Елена Александровна навязывать свою помощь не стала, вместо этого с энтузиазмом пустилась в повествование о том, как провела отпуск. Она говорила и говорила — оживленно, подкрепляя свою речь размашистыми жестами, а Матвей стоял и слушал, наслаждаясь звуками ее голоса. И не забывая при этом на светофор поглядывать — насколько он знал, Елена Александровна, захваченная рассказом, может и не заметить, что загорелся переход.

И вдруг перед глазами все потемнело, и он словно ослеп на мгновение.

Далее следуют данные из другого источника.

PR #512, opened 2023-11-14
refactor: change get_status to return container status object with status and message

hsong-rh:


Alex-Izquierdo (changes requested):

src/aap_eda/services/activation/engine/kubernetes.py
```diff
@@ -133,20 +132,21 @@ def start(self, request: ContainerRequest, log_handler: LogHandler) -> str:
...
         elif container_status.state.terminated:
             exit_code = container_status.state.terminated.exit_code
-            # should change 143 to ActivationStatus.STOPPED?
-            if exit_code in SUCCESSFUL_EXIT_CODES:
+            if exit_code == 0:
                 status = ActivationStatus.COMPLETED
                 LOGGER.info("Pod has successfully exited")
             else:
                 status = ActivationStatus.FAILED
+                message = container_status.state.terminated.message
```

Он поморгал, протер глаза и зрение прояснилось. Не успел он озадачиться вопросом, не солнышко ли ему голову напекло, как темнота хрипло прошептала: «Привет, зайчонок…»

Матвей похолодел. Ну почему сейчас? Почему его никак не оставят в покое? Кому он, жалкий неудачник, сдался? Звуки улицы в одночасье стали невыносимо громкими, раздражающими; Матвей едва поборол порыв зажать уши руками. Солнце перестало приятно греть — оно больно жгло, жалило. А зеленый свет все никак не загорался…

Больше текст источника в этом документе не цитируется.